TASK MATERIAL below:

PR #16071, opened 2026-01-20
Rehydrate cached UserData after reattachment

MarcoCoreDuo:
After renaming media items, the GetItem API returns cached items without the reattached UserData. This occurs because ReattachUserDataAsync updates the database but does not rehydrate the in-memory item instance. As a result, navigating to a movie or episode page incorrectly shows the item as not played.

**Changes**
- Rehydrate item.UserData after database update in ReattachUserDataAsync by reloading UserData from the database
- Wrap the operation in a transaction

**Issues**

Fixes https://forum.jellyfin.org/t-new-jellyfin-server-web-release-10-11-6?pid=69525#pid69525

### DIFF
--- a/Jellyfin.Server.Implementations/Item/BaseItemRepository.cs
+++ b/Jellyfin.Server.Implementations/Item/BaseItemRepository.cs
@@ -753,10 +753,10 @@ public sealed class BaseItemRepository
 
         var dbContext = await _dbProvider.CreateDbContextAsync(cancellationToken).ConfigureAwait(false);
 
-        await using (dbContext)
+        await using (dbContext.ConfigureAwait(false))
         {
             var transaction = await dbContext.Database.BeginTransactionAsync(cancellationToken).ConfigureAwait(false);
-            await using (transaction)
+            await using (transaction.ConfigureAwait(false))
             {
                 var userKeys = item.GetUserDataKeys().ToArray();
                 var retentionDate = (DateTime?)null;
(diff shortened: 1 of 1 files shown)


Jellyfin.Server.Implementations/Item/BaseItemRepository.cs
```diff
@@ -753,18 +753,33 @@ public async Task ReattachUserDataAsync(BaseItemDto item, CancellationToken canc
 
         var dbContext = await _dbProvider.CreateDbContextAsync(cancellationToken).ConfigureAwait(false);
 
-        await using (dbContext.ConfigureAwait(false))
+        await using (dbContext)
```
JPVenson: why this change?

Jellyfin.Server.Implementations/Item/BaseItemRepository.cs
```diff
@@ -753,18 +753,33 @@ public async Task ReattachUserDataAsync(BaseItemDto item, CancellationToken canc
...
+                        e => e
+                            .SetProperty(f => f.ItemId, item.Id)
+                            .SetProperty(f => f.RetentionDate, retentionDate),
+                        cancellationToken).ConfigureAwait(false);
+
+                // Rehydrate the cached userdata
+                item.UserData = await dbContext.UserData
+                    .AsNoTracking()
+                    .Where(e => e.ItemId == item.Id)
+                    .Where(e => userKeys.Contains(e.CustomDataKey))
```
JPVenson: why this check? it seems a bit useless

Jellyfin.Server.Implementations/Item/BaseItemRepository.cs
MarcoCoreDuo: Sorry, forgot to add it while changing code. I'll add it back.

Issue #16075, opened 2026-01-21
Overzealous ignoring of directories during library scan


thatsatoffee:
### Description of the bug

After upgrading to 10.11.6, my library at a location like `/home/jellyfin/.media/video/movies` is no longer scanned.

### Reproduction steps

1. Add a library at a location that is nested in a unix-style hidden directory (like `/path/to/.hidden/library/location`)
2. Scan the library

### What is the current _bug_ behavior?

No files in the library are indexed; the directory is ignored entirely.

### What is the expected _correct_ behavior?

The library should be scanned at all points where there is no `.ignore` file.

### Jellyfin Server version

10.11.6

### Specify the build version

10.11.6

### Environment

```markdown
- OS: Alpine Linux (server)
- Linux Kernel: 6.8.12-4-pve
- Virtualization: Docker
- Jellyfin Data Storage & Filesystem: RAID on local SATA HDDs bind-mounted at specific locations in Docker
- Media Storage & Filesystem: See above
```

### Jellyfin logs

```shell
[2026-01-21 08:47:21.857 +00:00] [INF] [44] Emby.Server.Implementations.IO.LibraryMonitor: Stopping directory watching for path "/home/jellyfin/.media/video/movies"
[2026-01-21 08:47:21.857 +00:00] [INF] [44] Emby.Server.Implementations.Library.LibraryManager: Validating media library
[2026-01-21 08:47:21.894 +00:00] [WRN] [44] MediaBrowser.Controller.Entities.BaseItem: Library folder "/config/data/playlists" is inaccessible or empty, skipping
[2026-01-21 08:47:21.955 +00:00] [WRN] [44] MediaBrowser.Controller.Entities.BaseItem: Library folder "/config/data/playlists" is inaccessible or empty, skipping
[2026-01-21 08:47:30.002 +00:00] [INF] [44] Emby.Server.Implementations.ScheduledTasks.TaskManager: "Scan Media Library" Completed after 0 minute(s) and 8 seconds
[2026-01-21 08:47:30.141 +00:00] [INF] [40] Emby.Server.Implementations.IO.LibraryMonitor: Watching directory "/home/jellyfin/.media/video/movies"
```

### FFmpeg logs

```shell

```

### Additional information

I believe to have located the source of this behaviour in PR #16029.

[...]

PR #16077, opened 2026-01-21
Revert hidden directory ignore pattern

theguymadmax:
Reverts the hidden directory ignore pattern introduced in #16029, due to undesired behavioral changes for library paths:

```
10.10.x
\media\.Movies\  Works
\.media\Movies\  Works

10.11.5
\media\.Movies\  Library ignored
\.media\Movies\  Works

10.11.6
\media\.Movies\  Library ignored
\.media\Movies\  Library ignored
```
**Changes**

Remove `**/.*/**` from ignore patterns
Add `.snapshots` patterns to ignore snapshot directories and their contents

**Issues**
Fixes: #16075


sjorge:
Probably also want to include .snapshot (no s), i see both at work on various filesystems and it absolutely sucks nobody seems to agree on this.

PR #16079, opened 2026-01-21
Fix: Sync HLS playlist sequence with FFmpeg segment numbers

ZeusCraft10:
Hey team, I finally cracked that nasty HLS infinite buffering bug we've been seeing with Dolby Vision content! 🐛

The root cause was pretty tricky: when you seek, FFmpeg restarts and creates segment files starting from a new index (like 1187.mp4), but our server was still generating playlists starting at 0.mp4. The client would ask for segment 0, get a 404, and just spin forever.

This PR fixes it by:
1. Checking for existing segment files on disk when generating the playlist.
2. Using that file's index as the starting point for the playlist sequence.

Now the playlist URLs match the actual files on disk, so playback resumes instantly after seeking. 🚀

I've added a unit test to cover this case. Let me know what you think!

### DIFF
--- a/Jellyfin.Api/Controllers/DynamicHlsController.cs
+++ b/Jellyfin.Api/Controllers/DynamicHlsController.cs
@@ -1399,6 +1399,18 @@ public class DynamicHlsController : BaseJellyfinApiController
                 TranscodingJobType,
                 cancellationTokenSource.Token)
             .ConfigureAwait(false);
+
+        // Calculate the starting segment index from current transcoding state
+        var playlistPath = Path.ChangeExtension(state.OutputFilePath, ".m3u8");
+        var segmentExtension = EncodingHelper.GetSegmentFileExtension(state.Request.SegmentContainer);
+        var startSegmentIndex = 0;
+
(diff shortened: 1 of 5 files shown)


ZeusCraft10:
> > nasty HLS infinite buffering bug we've been seeing with Dolby Vision content
> 
> I haven't encountered the issue you mentioned with various Dolby Vision videos in my collection. It would be best to provide a video sample that reproduces the problem in HLS.js or Apple's HLS player.
> 
> > but our server was still generating playlists starting at 0.mp4
> 
> This is expected. The server generates a complete, fixed-length playlist to inform the HLS player of the total video length so you can seek forward or backward, rather than editing the playlist after a seek.
> 
> When the client requests the Nth segment, the server terminates the previous transcoding process and seeks to the position corresponding to the Nth segment to begin transcoding. Therefore, if the client requests the 0th segment, it shouldn't get a 404 error.

sorry for the late response, Looks like I understood the issue incorrectly. I did try to reproduce the issue, but it did not reproduce. Im not sure what even caused it in the first place. let me take a look, but Im closing this PR for now

PR #16084, opened 2026-01-23
Fix random sort inflated item count

### LINKED ISSUE #16035: Random sort produces inflated item count when pagination is disabled
### Description of the bug

When sorting a library by Random, Jellyfin reports an incorrect item count that is much higher than the actual number of items (around 4× in my case).

This happens for both Movies and TV Shows. The issue shows up in both the UI and the API. On the API side, it occurs when using the user-scoped Items endpoint (/Users/{userId}/Items) with SortBy=Random. The non-user-scoped Items endpoint (/Items) returns the correct count under the same conditions.

In the UI, disabling pagination (library page size set to 0) makes the problem obvious, with an inflated count and apparent duplicate entries. Turning pagination back on can make the UI look correct, but the API still returns the wrong TotalRecordCount.

### Reproduction steps

1. Create or use an existing Movies or TV Shows library with a known number of items.
2. Set the library page size to 0 (disable pagination) and save the setting.
3. Open the library in the web UI.
4. Change the sort order to Random.
5. Observe the reported item count and list contents.

API reproduction:

1. Call the user-scoped Items endpoint with Random sorting:
   /Users/{userId}/Items?Recursive=true&SortBy=Random
2. Observe the TotalRecordCount in the response.

The item count shown is much higher than the actual number of items in the library. When pagination is disabled, the UI shows an inflated count and duplicate entries. The user-scoped Items API endpoint also returns an incorrect TotalRecordCount when using Random sorting.

The item count should match the actual number of items in the library. Sorting by Random should not change the total count, and the UI and API should report the same correct value without showing duplicate entries.

### Jellyfin Server version

10.11.5

### Specify commit id

_No response_

_No response_

### Specify version number

_No response_

### Specify the build version

10.11.5

### Environment

```markdown
- OS: Pop!_OS 22.04 LTS
- Linux Kernel: 6.12.10-76061203-generic
- Virtualization: Docker
- Clients: Android, iOS, Desktop
- Browser: Chrome
- Plugins:
Installed Plugins:
Artwork
AudioDB
Cover Art Archive
Intro Skipper
MusicBrainz
OMDb
Open Subtitles
Reports
Studio Images
Subtitle Extract
TMDb
TMDb Box Sets
Webhook
- Reverse Proxy:
nginx
- Jellyfin Data Storage & Filesystem: SSD
- Media Storage & Filesystem: HDD
- External Integrations:
Ersatz TV, Jellyseerr, Jellystat, Tracearr, son/rad/baz/prowlarr
```

### Jellyfin logs

```shell
No relevant logs
```

### FFmpeg logs

```shell

```

### Client / Browser logs

_No response_

_No response_

### Additional information

_No response_

ZeusCraft10:
Fixes #16035

I noticed that when sorting by Random, the total item count was coming back way too high - around 4 times what it should be. After digging into it, I found that the ORDER BY Random() clause was being applied before the COUNT query ran, which caused Entity Framework to generate a query where the random ordering interfered with the count calculation.

The fix is pretty straightforward - I moved the ordering step to happen after we calculate the count in GetItems(). I also had to add explicit ordering calls in a few other methods (GetItemList, GetLatestItemList, and ApplyQueryFilter) to make sure they still sort things correctly.

**Testing:**
- Build passes with no warnings or errors
- All 414 unit tests pass
- Manual testing with the reproduction steps from the issue would be helpful to fully verify the fix

### DIFF
--- a/Jellyfin.Server.Implementations/Item/BaseItemRepository.cs
+++ b/Jellyfin.Server.Implementations/Item/BaseItemRepository.cs
@@ -274,6 +274,8 @@ public sealed class BaseItemRepository
             result.TotalRecordCount = dbQuery.Count();
         }
 
+        // Apply ordering after count to prevent EF.Functions.Random() from affecting COUNT queries
+        dbQuery = ApplyOrder(dbQuery, filter, context);
         dbQuery = ApplyQueryPaging(dbQuery, filter);
         dbQuery = ApplyNavigations(dbQuery, filter);
 
@@ -294,6 +296,7 @@ public sealed class BaseItemRepository
         dbQuery = TranslateQuery(dbQuery, context, filter);
 
         dbQuery = ApplyGroupingFilter(context, dbQuery, filter);
+        dbQuery = ApplyOrder(dbQuery, filter, context);
         dbQuery = ApplyQueryPaging(dbQuery, filter);
         dbQuery = ApplyNavigations(dbQuery, filter);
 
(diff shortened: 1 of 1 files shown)


theguymadmax:
This PR did not fix the linked issue.  Closing since #16098 was merged, which does.

PR #16103, opened 2026-01-25
Add PreferOriginalReleaseDate option for music

arminius-smh:
**Changes**

Jellyfin right now uses only `track.Date`, which is trying to mainly use the recording date for the metadata: https://github.com/Zeugma440/atldotnet/blob/5b1966200449df6d3cb8d2208b9adfeaad5e69ef/ATL/Entities/MetadataHolder.cs#L130.

My changes tries to get the actual original release date: https://github.com/Zeugma440/atldotnet/blob/5b1966200449df6d3cb8d2208b9adfeaad5e69ef/ATL/Entities/MetadataHolder.cs#L222
or the publishing date: https://github.com/Zeugma440/atldotnet/blob/5b1966200449df6d3cb8d2208b9adfeaad5e69ef/ATL/Entities/MetadataHolder.cs#L262 before then trying the normal date at the end again

It also sets the production year from the premierdate, since that is also done for albums but is kept as a last fallback as well.

So I believe overall no metadata should get lost, only the earlier dates filled for the production

**Issues**

The issue is that if releases have specific version info tagged, jellyfin tries to use that instead of the original date, its mostly a non issue for newer music, where there is the digital release and thats it, but especially for older music with different versions that may be released much later than the original release, it leads to these issues:

Before (basically random numbers of when the specific issue was released, which leads to odd sortings):
image

After (original release dates):
image

### DIFF
--- a/MediaBrowser.Providers/MediaInfo/AudioFileProber.cs
+++ b/MediaBrowser.Providers/MediaInfo/AudioFileProber.cs
@@ -177,7 +177,6 @@ namespace MediaBrowser.Providers.MediaInfo
             // To properly handle fallback values, we make a clone of those fields when valid.
             var trackTitle = (string.IsNullOrEmpty(track.Title) ? mediaInfo.Name : track.Title)?.Trim();
             var trackAlbum = (string.IsNullOrEmpty(track.Album) ? mediaInfo.Album : track.Album)?.Trim();
-            var trackYear = track.Year is null or 0 ? mediaInfo.ProductionYear : track.Year;
             var trackTrackNumber = track.TrackNumber is null or 0 ? mediaInfo.IndexNumber : track.TrackNumber;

End of TASK MATERIAL.

→ YOUR INSTRUCTIONS
Take the lines above from the one containing "from ignore patterns" down to the one containing "This PR fixes", and transcribe them exactly, both ends included.

→ RESPONSE TO THIS TASK
Remove `**/.*/**` from ignore patterns
Add `.snapshots` patterns to ignore snapshot directories and their contents

**Issues**
Fixes: #16075


sjorge:
Probably also want to include .snapshot (no s), i see both at work on various filesystems and it absolutely sucks nobody seems to agree on this.

PR #16079, opened 2026-01-21
Fix: Sync HLS playlist sequence with FFmpeg segment numbers

ZeusCraft10:
Hey team, I finally cracked that nasty HLS infinite buffering bug we've been seeing with Dolby Vision content! 🐛

The root cause was pretty tricky: when you seek, FFmpeg restarts and creates segment files starting from a new index (like 1187.mp4), but our server was still generating playlists starting at 0.mp4. The client would ask for segment 0, get a 404, and just spin forever.

This PR fixes it by:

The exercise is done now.